Scan the entries below. Report each line where the string "enumerate" occurs.

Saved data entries
++++

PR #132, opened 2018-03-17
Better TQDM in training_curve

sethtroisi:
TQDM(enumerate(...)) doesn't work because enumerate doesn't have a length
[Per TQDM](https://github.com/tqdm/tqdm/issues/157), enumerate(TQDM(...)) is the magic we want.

++++

- FINISHED EXERCISE
TQDM(enumerate(...)) doesn't work because enumerate doesn't have a length
[Per TQDM](https://github.com/tqdm/tqdm/issues/157), enumerate(TQDM(...)) is the magic we want.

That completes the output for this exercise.